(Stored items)
----

PR #4582, opened 2024-02-16
support CC envvar to be in the form "command args..."

the-horo:
In case CC is set try to split it by spaces into a command and arguments. This is the same behaviour as in dmd.

### DIFF
--- a/tests/driver/cli_CC_envvar.d
+++ b/tests/driver/cli_CC_envvar.d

----

= Task to carry out =
In the data above, each line holding "tests" is to be found and copied.

= Answer to the exercise =
--- a/tests/driver/cli_CC_envvar.d
+++ b/tests/driver/cli_CC_envvar.d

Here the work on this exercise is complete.